Nordkoreas MachthaberIm schwarzen Loch

Seit 1948 verwandelt der Familienclan der Kims Nordkorea in ein elendes Utopia. Die Geschichte einer Tragödie, die kein Ende nimmt von 

Porträts der früheren Diktatoren Kim Il Sung (links) und seines Sohnes Kim Jong Il schmücken die Feierlichkeiten zum 100. Geburtstag Il Sungs im April in Nordkorea.

Porträts der früheren Diktatoren Kim Il Sung (links) und seines Sohnes Kim Jong Il schmücken die Feierlichkeiten zum 100. Geburtstag Il Sungs im April in Nordkorea.  |  © Pedro Ugarte/AFP/Getty Images

Washington, 10. August 1945. Am Tag zuvor hat die zweite Atombombe auf Japan die Stadt Nagasaki ausgelöscht. Inzwischen tagt der Koordinationsausschuss von Außen-, Kriegs- und Marineministerium. Kurz vor Mitternacht beugen sich zwei junge Militärs über eine Karte Koreas. Soeben hat ihnen John McCloy, Staatssekretär im Kriegsministerium und später Hoher Kommissar der USA in der neu gegründeten Bundesrepublik, einen Eilauftrag erteilt. Binnen 30 Minuten sollen sie eine provisorische Teilung der Halbinsel, die noch von der japanischen Kolonialarmee besetzt ist, in zwei Zonen vorschlagen, Nord und Süd. Im Norden sollen die Sowjets die Japaner entwaffnen, im Süden die Amerikaner. Die beiden Offiziere – einer von ihnen ist Dean Rusk, der 1961 unter Kennedy Außenminister werden wird – entscheiden sich für den 38. Breitengrad. Damit hätten die USA die Hauptstadt Seoul in ihrer Hälfte. Überraschend stimmen die Sowjets zu. Ihre schon von Nordosten her einmarschierenden Soldaten bleiben am 38. Breitengrad stehen, obwohl die US-Truppen erst einen Monat später im Süden der Halbinsel landen können. Stalin besitzt noch gar keinen Plan für Korea.
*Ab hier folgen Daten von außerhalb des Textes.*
PR #461, opened 2020-12-03
Remove all from __future__ imports as we are dropping all python <3.6 support

aaronayres35:
part of #415 

Currently CI is only running on python 3.6 and we plan to drop support for versions <3.6 with the next release.  This PR removes the no longer needed `from __futute__ import _____` statements in the codebase.


jwiggins (approved):
LGTM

Den haben die Amerikaner schon seit Längerem; Franklin D. Roosevelt hatte ihn bereits vor Kriegsende gefasst. Der US-Präsident hielt das 1910 von Japan annektierte Korea für »nicht reif genug«, sich selbst zu regieren. Deshalb gewann er die Briten und die Chiang-Kai-shek-Regierung in China 1943 dafür, die Halbinsel 20 bis 30 Jahre lang von den Großmächten verwalten zu lassen. Mit welcher »Reife« die USA selbst dieses Projekt angingen, ließ ihr damaliger Außenminister Edward Stettinius erkennen, als er noch 1945 einen Untergebenen bat, ihm zu zeigen, wo Korea liege.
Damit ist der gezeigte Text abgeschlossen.